**EXTRACTED DATA**
PR #3325, opened 2026-06-18
Add Host header to logical.Request headers

### LINKED ISSUE #3254: Allow host header to be available on logical.Request, and able to be passed to plugins
I am working on an SSPI based kerberos authentication plugin.  While working on it, I found that using the default security context may or may not require a continuation which is difficult to implement as it requires persisting a CTxtHandle, whereas specifying an SPN does not require a continuation outside of exceptional cases.  Rather than specifying a single static configured SPN to use, I would prefer to be able to use the Host header provided by the client, which would allow the OpenBao instance to be used with multiple different host names so long as the service account running OpenBao has all the corresponding SPNs assigned.  However, I have found that golang's built in http server assigns the host header to the Host field, then removes the host header, and thus is not passed to the logical.Request.

In the http/logical.go file, in the `buildLogicalRequestNoAuth` function, which takes an `http.Request` and creates a `logical.Request`, take the value of `http.Request.Host`, and assign it to some value within a `logical.Request`, either by creating a new Host property, add it as a Host header in the Headers field, or add it to some other collection such as possibly Data field.

One alternative for me would be to have the SPN be a configuration value.  This removes the flexibility for being able to use different host names during SSPI kerberos authentication.  Another alternative would be to allow continuations, though this would require the client to identify to the server which previous request the current request continues, likely requiring allowing Cookie header passthrough and Set-Cookie response headers, while also ensuring the same backend server that handled the initial request also handles the continuation request given that a CtxtHandle is a machine dependent value.

TheJayMann:
## Description

This pull request adds the Host header value back to the header collection before passing it to a `logical.Request`, as `http.Server` removes this value from the `http.Request` header collection when adding it to the `Request.Host` field.

## Rationale

Code that interacts with a `logical.Request` can access the original HTTP headers passed in the request by accessing the `Headers` collection of the `logical.Request`.  If the code is part of a plugin, it requires that `--passthrough-request-header` to be specified.  However, because the Host header is removed by `http.Server` when assigned to the `http.Request.Host`, this is not passed to the `logical.Request` when simply copying the header collection as is.  By adding the host header back to the collection, it becomes available to any code that needs to access it.

Resolves: #3254 

## Acknowledgements

       also allowed.

### DIFF
--- a/http/handler_test.go
+++ b/http/handler_test.go
@@ -118,6 +118,38 @@ func TestHandler_parseMFAHandler(t *testing.T) {
 	}
 }
 
+type nilResponseWriter struct{}
+
+func (w *nilResponseWriter) Header() http.Header {
+	return make(http.Header)
+}
+
+func (w *nilResponseWriter) Write(b []byte) (int, error) {
+	return 0, nil
+}
+
+func (w *nilResponseWriter) WriteHeader(statusCode int) {}
+
+func TestHandler_HostHeader(t *testing.T) {
+	r, err := http.NewRequest(http.MethodGet, "http://domain.example/v1/path", nil)
+	if err != nil {
+		t.Fatalf("err: %s", err)
+	}
+	r.Header.Add("user-agent", "Test")
+	req, status, err := buildLogicalRequestNoAuth(&nilResponseWriter{}, r)
+	if err != nil {
+		t.Fatalf("err: %s", err)
+	}
+	if status != 0 {
+		t.Fatalf("status: %d", status)
+	}
+
+	require.Subset(t, req.Headers, http.Header{
+		http.CanonicalHeaderKey("user-agent"): {"Test"},
+		http.CanonicalHeaderKey("host"):       {"domain.example"},
+	})
+}
+
 func TestHandler_cors(t *testing.T) {
 	core, _, _ := vault.TestCoreUnsealed(t)
 	ln, addr := TestServer(t, core)
--- a/http/logical.go
+++ b/http/logical.go
@@ -185,13 +185,19 @@ func buildLogicalRequestNoAuth(w http.ResponseWriter, r *http.Request) (*logical
 		return nil, http.StatusInternalServerError, fmt.Errorf("failed to generate identifier for the request: %w", err)
 	}
 
+	// The http package removes the Host header when deserializing
+	// the http request.  This adds it back in so it is available
+	// in the logical request.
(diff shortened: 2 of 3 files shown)


http/logical.go
```diff
@@ -184,14 +184,17 @@ func buildLogicalRequestNoAuth(w http.ResponseWriter, r *http.Request) (*logical
 	if err != nil {
 		return nil, http.StatusInternalServerError, fmt.Errorf("failed to generate identifier for the request: %w", err)
 	}
-
+	
+	reqHeader := r.Header.Clone()
```
satoqz, line 191: An explanatory comment would be good.

wslabosz-reply: @TheJayMann 
I think @satoqz asked for a explanation why we add the host header back to the collection, something along the lines of "without this manual addition, http package strips it from the headers"

TheJayMann: I'll do this once I get home and I am able to make edits locally rather than through the web interface.

http/handler_test.go
```diff
@@ -117,6 +117,40 @@ func TestHandler_parseMFAHandler(t *testing.T) {
...
+               t.Fatalf("status: %d", status)
+       }
+
+       if value, ok := req.Headers[textproto.CanonicalMIMEHeaderKey("user-agent")]; !ok || len(value) != 1 || value[0] != "Test" {
+               t.Fatal("missing custom header")
+       }
+
+       if value, ok := req.Headers[textproto.CanonicalMIMEHeaderKey("host")]; !ok || len(value) != 1 || value[0] != "domain.example" {
+               t.Fatal("missing host header")
+       }
```
phil9909: The error message "missing" might be misleading (as it will also trigger for a wrong value), how about this:

```suggestion
	require.Subset(t, req.Header, http.Header{
		http.CanonicalHeaderKey("user-agent"): {"Test"},
		http.CanonicalHeaderKey("host"):       {"domain.example"},
	})
```

BTW: I think you need to run the formatter on your code.

TheJayMann: Thank you for the suggestion.  I did not know about the require module, but now that I see it is used in the other test functions, I realize I should use this as well.

Also, the formatting issue appears to have been caused by pasting issues using the web interface.  Once I apply these updates this should also be fixed.

satoqz (approved):

wslabosz-reply (approved):

satoqz:
Thanks @TheJayMann!

PR #3332, opened 2026-06-19
Ensure workflows do not escape namespace hierarchy

satoqz:
## Description

This seeks to address two related issues in workflow execution namespace routing.

1. Workflow execution could escape boundary of the namespace the execution was originally called from via path traversal in the 'X-Vault-Namespace' header. We don't want to allow this; requests generated by a workflow should not unexpectedly leave the hierarchy of the workflow's namespace. Making requests to the same namespace and any of its children is fine.

2. Any time we set X-Vault-Namespace, it should be the start of an absolute path. It is always interpreted this way for requests arriving externally, it should not suddenly become a path relative to the workflow's hosting namespace when set in a profile.

We can enforce this property more globally in request handling, depending on whether we get a namespace passed in `httpCtx`. If so, we can compare it against the namespace otherwise resolved from header + path.

## Acknowledgements

       also allowed.

### DIFF
--- a/vault/request_handling.go
+++ b/vault/request_handling.go
@@ -591,20 +591,19 @@ func (c *Core) switchedLockHandleRequest(httpCtx context.Context, req *logical.R
 	stop := context.AfterFunc(httpCtx, cancel)
 	defer stop()
 
+	nsHeader := namespace.HeaderFromContext(httpCtx)
 	contextNS, err := namespace.FromContext(httpCtx)
 	haveContextNS := err == nil
 
-	if haveContextNS {
+	if haveContextNS && nsHeader == "" {
 		// If we have a namespace in context, prepend its path to the request
-		// path before namespace resolution. We prepend to request path instead
-		// of prepending to header to guarantee that the header is always
-		// interpreted as an absolute path.
+		// path before namespace resolution unless a header is defined, which
+		// would set a new absolute path to join the request path to.
 		req.Path = contextNS.Path + req.Path
 	}
 
 	// Resolve the namespace for this request from header & path.
 	var ns *namespace.Namespace
-	nsHeader := namespace.HeaderFromContext(httpCtx)
 	ns, req.Path = c.namespaceStore.ResolveNamespaceFromRequest(nsHeader, req.Path)
 	if ns == nil {
 		return nil, logical.CodedError(http.StatusNotFound, "namespace not found")
--- a/vault/request_handling.go
+++ b/vault/request_handling.go
@@ -47,7 +47,6 @@ import (
 )
 
 const (
-	replTimeout                           = 1 * time.Second
 	EnvVaultDisableLocalAuthMountEntities = "BAO_DISABLE_LOCAL_AUTH_MOUNT_ENTITIES"
 
 	// coreLockedUsersPath is a base path to store locked users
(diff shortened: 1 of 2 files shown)


wslabosz-reply (dismissed):
LGTM

DanGhita (dismissed):
LGTM

vault/request_handling.go
```diff
@@ -592,18 +591,37 @@ func (c *Core) switchedLockHandleRequest(httpCtx context.Context, req *logical.R
...
+	contextNS, err := namespace.FromContext(httpCtx)
+	haveContextNS := err == nil
+
+	if haveContextNS {
+		// If we have a namespace in context, prepend its path to the request
+		// path before namespace resolution. We prepend to request path instead
+		// of prepending to header to guarantee that the header is always
+		// interpreted as an absolute path.
+		req.Path = contextNS.Path + req.Path
+	}
```
cipherboy: This is the opposite of what we're doing now. By prepending to the header, we guarantee the ordering is:


1. Context
2. Header
3. Path

Whereas this moves it to:

1. Header
2. Context
3. Path

And I think the assertion of `ResolveNamespaceFromRequest(...)` having a prefix of `contextNS` means that `header` must be nil given we always strictly enforce this (or, header if not nil has to contain enough `../` to exceed the namespace itself).


My 2c., but I'd just add the new `ResolveNamespaceFromRequest(...)` operation and keep the original ordering? That way `header` can still be useful still independent of path and we keep the header prefixing as-is into header?


Thoughts?

satoqz: I'd really like to ensure that the header is always the beginning of the path, for consistency. Being able to set both a new absolute path anchor (via header) and a position-independent relative path (via mount path prefixing) seems most useful to me?

Good point though, it doesn't make much sense to chain the context's path before the request path if a header is set, too.

How about this?

```go
if haveContextNS && nsHeader == "" {
	// If we have a namespace in context, prepend its path to the request
	// path before namespace resolution unless a header is defined, which
	// would set a new absolute path to join the request path to.
	req.Path = contextNS.Path + req.Path
}
```

This way, for workflows, we'll evaluate either `context + path` or `header + path`, never all three.

satoqz: FWIW, I still think having absolute paths even if execution is confined to a parent namespace makes sense.

For example, I might have namespaces `foo/` and `foo/bar/`, and a workflow in `foo/` that has:

```hcl
headers = {
  X-Vault-Namespace = "foo/bar/"
}
```

Acting on the child namespace.

Suppose I then choose to move the workflow into the child namespace (`foo/bar/`) entirely, I can leave the header as-is and the workflow will keep working. This wouldn't be the case had we chained `context + header`.

cipherboy: > I'd really like to ensure that the header is always the beginning of the path, for consistency. Being able to set both a new absolute path anchor (via header) and a position-independent relative path (via mount path prefixing) seems most useful to me?


It is the beginning of the operator-defined workflow-specified path, sans required jail though.

cipherboy: > FWIW, I still think having absolute paths even if execution is confined to a parent namespace makes sense.

No, because you can't write reusable workflows. Each workflow needs to be rewritten for each child namespace it is put in.

satoqz: > No, because you can't write reusable workflows. Each workflow needs to be rewritten for each child namespace it is put in.

Did I not make a case below that the opposite is true depending on how we define reusable?

1. To write a workflow that is reusable by always targeting the right namespace relatively (e.g., a workflow to speak to a certain child namespace relative to the workflow's namespace), use relative namespace paths via path prefixing.

2. To write a workflow that will always speak to the same namespace no matter which level in the hierarchy it is (re-)located in, use absolute namespace paths by setting the header.

If we joined `context + header`, 1) could instead be achieved in two ways, while 2) couldn't be achieved.

cipherboy: 2 I think is a non-goal, 1 was what I was building for.

satoqz: I mean sure, if we really want it to behave that way 🤷 Doesn't seem like there's a global optimum tbh. Will adjust.

satoqz:
@cipherboy adjusted, LMKWYT.

cipherboy (approved):
We can add tests post-beta.

I think my worry is that `request_handling.go` might be the wrong place for the concat, but maybe this is a global simplification rather than making this check specific to workflow store. Will have to think about that more async.

satoqz:
Note that `contextNS` rarely even comes up as non-nil outside of the workflow store and tests. So as long as it was compatible with the behavior that tests depended on, I figured we could apply it globally.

**TASK**
Every line that holds the word "rewritten" should be copied from the listing.

**WRITTEN RESPONSE**
No, because you can't write reusable workflows. Each workflow needs to be rewritten for each child namespace it is put in.
satoqz: > No, because you can't write reusable workflows. Each workflow needs to be rewritten for each child namespace it is put in.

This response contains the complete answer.